Landolphia angustisepala

Scientific classification
- Kingdom: Plantae
- Clade: Tracheophytes
- Clade: Angiosperms
- Clade: Eudicots
- Clade: Asterids
- Order: Gentianales
- Family: Apocynaceae
- Genus: Landolphia
- Species: L. angustisepala
- Binomial name: Landolphia angustisepala Pichon

= Landolphia angustisepala =

- Genus: Landolphia
- Species: angustisepala
- Authority: Pichon

Species of plant

Landolphia angustisepala is a species within the Apocynaceae family.
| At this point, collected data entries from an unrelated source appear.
PR #171, opened 2023-01-26
[PIE-1387] Send `failure_expanded` from minitest

nprizal:
### Description

There is a bug in minitest collector that causes failure_expanded not to be sent to Test Analytics. (see implementation)

minitest is sending a long failure message as failure_reason.

see an example from my local test:

```
RuntimeError: bang!!! 💥
    /Users/naufanrizal/Repositories/minitest-example/test/minitest/test_example.rb:19:in `explode'
    /Users/naufanrizal/Repositories/minitest-example/test/minitest/test_example.rb:8:in `block (2 levels) in <top (required)>'
```

### Context

We want to limit the length of `failure_reason` that can be stored by Test Analytics in the upcoming changes. Therefore, we need to split the failure messages into a short summary that goes into `failure_reason` and the detail that goes into `failure_expanded`

### Changes
1. send the first line of failure message as `failure_reason`
2. send the `failure_expanded` to Test Analytics by removing the first line of failure message from the first failure to avoid duplicate lines in the Test Analytics UI

### Verification
I tested locally by creating a ruby gem scaffold (`bundle gem`) with `minitest` and adding a local build of `build-test_collector` to the `Gemfile`. I then configured the test collector as per [doc](https://buildkite.com/docs/test-analytics/ruby-collectors#minitest-collector) and ran the minitest by pointing to the local `buildkite` app.  

### Deployment
publish to RubyGems in a separate PR

### Rollback
use old releases if this one doesn't work

### DIFF
--- a/lib/buildkite/test_collector/minitest_plugin/trace.rb
+++ b/lib/buildkite/test_collector/minitest_plugin/trace.rb
@@ -72,7 +72,7 @@ module Buildkite::TestCollector::MinitestPlugin
     end
 
     def failure_reason
-      @failure_reason ||= example.failure&.message
+      @failure_reason ||= example.failure&.message&.split("\n")&.first
     end
 
     def failure_expanded
--- a/lib/buildkite/test_collector/minitest_plugin/trace.rb
+++ b/lib/buildkite/test_collector/minitest_plugin/trace.rb
@@ -15,12 +15,10 @@ module Buildkite::TestCollector::MinitestPlugin
 
     FILE_PATH_REGEX = /^(.*?\.(rb|feature))/
 
-    def initialize(example, history:, failure_reason: nil, failure_expanded: [])
+    def initialize(example, history:)
       @id = SecureRandom.uuid
       @example = example
       @history = history
-      @failure_reason = failure_reason
-      @failure_expanded = failure_expanded
     end
 
     def result
@@ -76,13 +74,16 @@ module Buildkite::TestCollector::MinitestPlugin
     end
 
     def failure_expanded
-      @failure_expanded ||= begin
-        example.failures.map do |failure|
-          {
-            expanded: failure.message,
-            backtrace: failure.backtrace,
-          }
-        end
+      @failure_expanded ||= example.failures.map.with_index do |failure, index|
+        # remove the first line of message from the first failure
+        # to avoid duplicate line in Test Analytics UI
+        messages = failure.message.split("\n")
+        messages = messages[1..] if index.zero?
+
+        {
+          expanded: messages,
+          backtrace: failure.backtrace
+        }
       end
     end
 
--- a/lib/buildkite/test_collector/minitest_plugin/trace.rb
+++ b/lib/buildkite/test_collector/minitest_plugin/trace.rb
@@ -70,14 +70,14 @@ module Buildkite::TestCollector::MinitestPlugin
     end
 
     def failure_reason
-      @failure_reason ||= example.failure&.message&.split("\n")&.first
+      @failure_reason ||= strip_invalid_utf8_chars(example.failure&.message)&.split("\n")&.first
     end
 
     def failure_expanded
       @failure_expanded ||= example.failures.map.with_index do |failure, index|
         # remove the first line of message from the first failure
         # to avoid duplicate line in Test Analytics UI
-        messages = failure.message.split("\n")
+        messages = strip_invalid_utf8_chars(failure.message).split("\n")
         messages = messages[1..] if index.zero?
 
         {
--- a/spec/test_collector/minitest_plugin/trace_spec.rb
+++ b/spec/test_collector/minitest_plugin/trace_spec.rb
@@ -28,7 +28,6 @@ RSpec.describe Buildkite::TestCollector::MinitestPlugin::Trace do
     it 'removes invalid UTF-8 characters from top level values' do
       failure_reason = trace.as_hash[:failure_reason]
 
-      expect(failure_reason).to include('test for invalid character')
       expect(failure_reason).to be_valid_encoding
     end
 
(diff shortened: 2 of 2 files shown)


spec/test_collector/minitest_plugin/trace_spec.rb
```diff
@@ -38,6 +45,12 @@
       expect(history_json).to include('347611.734956')
     end
 
+    it 'sets the failure_expanded' do
+      failure_expanded = trace.as_hash[:failure_expanded]
+      expect(failure_expanded).not_to be_empty
+      expect(failure_expanded[0][:expanded]).not_to include('test for invalid character')
+    end
```
gchan, line 52: Do we also want to add tests to verify:
* `failure_reason` only contains the first line?
* `failure_expanded` contains the remaining lines?

lib/buildkite/test_collector/minitest_plugin/trace.rb
```diff
@@ -72,17 +70,20 @@ def project_dir
...
-          }
-        end
+      @failure_expanded ||= example.failures.map.with_index do |failure, index|
+        # remove the first line of message from the first failure
+        # to avoid duplicate line in Test Analytics UI
+        messages = strip_invalid_utf8_chars(failure.message).split("\n")
+        messages = messages[1..] if index.zero?
+
+        {
+          expanded: messages,
```
gchan, line 84: It looks like we are sending an array of strings rather than a string. Is that the intended behaviour?

nprizal: That is what the rspec collector and other collectors are sending (i.e. array of strings). The UI also expects it to be an array of strings, and sending a string will break it. The documentation doesn't explicitly say anything about the expected type for `expanded` but the example has an array of strings. https://buildkite.com/docs/test-analytics/importing-json#json-test-results-data-reference

gchan: So it was likely an error/bug before this change?

nprizal: I won't say it is a bug in the test collector itself because the documentation for `failure_expanded` doesn't specify the expected type. Maybe it is the UI that needs to be more flexible. 

@meghan-kradolfer since you've been working on this area recently, do you have an opinion on this?


Key | Type | Description
-- | -- | --
failure_expanded | array of hashes | A more detailed explanation of why the test failed

gchan (approved):
LGTM, I've assumed the `failure_expanded` format is compatible with the docs https://buildkite.com/docs/test-analytics/importing-json#json-test-results-data-reference

lib/buildkite/test_collector/minitest_plugin/trace.rb
niceking: I wouldn't say that this is an error/bug, but perhaps a quirk of the rspec test collector being designed first, resulting in our data being quite dictated by the shape and design of rspec. 

For a failing test, rspec generates an output that looks like this:
```
     TypeError:
       no implicit conversion of Array into String
     # ./app/workers/analytics/fetch_artifact_for_ingestion_worker.rb:22:in `initialize'
     # ./app/workers/analytics/fetch_artifact_for_ingestion_worker.rb:22:in `new'
     # ./app/workers/analytics/fetch_artifact_for_ingestion_worker.rb:22:in `perform'
     # ./spec/workers/analytics/fetch_artifact_for_ingestion_worker_spec.rb:89:in `block (3 levels) in <top (required)>'
     # ./spec/support/log.rb:17:in `run'
     # ./spec/support/log.rb:66:in `block (2 levels) in <top (required)>'
     # ./spec/support/database.rb:19:in `block (2 levels) in <top (required)>'
```

The first two lines are the "expanded" and the lines starting with `#` become "backtrace". You can see that the [message lines](https://github.com/buildkite/test-collector-ruby/blob/6420d36f5cdb3e5f7888690803e54c3b452fde4b/lib/buildkite/test_collector/rspec_plugin/reporter.rb#L63) that become the data in "expanded" are an array of strings, so we've just replicated that structure. 

I'm not saying that just doing what rspec does is a good pattern to adopt across all our test collectors in different languages, but seeing as the data shown here is basically log lines, I do think having an array of strings is possibly the most straight forward in terms of formatting on the front end? Maybe its annoying to enforce this array of strings format on the collector side, but it seems cleaner than having to parse and split outputs from a variety of different frameworks.

nprizal: I created a post regarding `failure_expanded` on our Basecamp, it will be good to discuss this issue separately.

gchan (approved):

lib/buildkite/test_collector/minitest_plugin/trace.rb
```diff
@@ -72,17 +70,20 @@ def project_dir
     end
 
     def failure_reason
-      @failure_reason ||= example.failure&.message
+      @failure_reason ||= strip_invalid_utf8_chars(example.failure&.message)&.split("\n")&.first
```
niceking, line 73: This is a bit of a nitpick so feel free to ignore, but there's a lot of lonely operators going on in this line, I dunno if its worth refactoring tho 🤷‍♀️

lib/buildkite/test_collector/minitest_plugin/trace.rb
```diff
@@ -72,17 +70,20 @@ def project_dir
...
-          {
-            expanded: failure.message,
-            backtrace: failure.backtrace,
-          }
-        end
+      @failure_expanded ||= example.failures.map.with_index do |failure, index|
+        # remove the first line of message from the first failure
+        # to avoid duplicate line in Test Analytics UI
+        messages = strip_invalid_utf8_chars(failure.message).split("\n")
+        messages = messages[1..] if index.zero?
```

It occurs in Gabon and the Democratic Republic of the Congo.

== Description ==
Landolphia angustisepala is a large liana with curled tendrils that grow up to 30 cm long, tendril hooks can reach 2.5 cm long. Its branches are red or brownish in color often with lenticels. Leaves, petiole is 3-6 mm long; when dry, its leaflets have a coriaceous surface, the leaf-blade is ovate to obovate in shape, apex is acuminate but sometimes rounded or obtuse and it is basally acute. The inflorescence is terminal, dichisial cyme is 1.1-3.6 cm long and 1.7-4.3 cm wide; its lanate or densely villose peduncle is 2-16 mm long, pedicel is 1-2.2 mm long and its corolla is creamy.

== Distribution ==
Occurs in the rainforest areas of Gabon and the Democratic Republic of the Congo.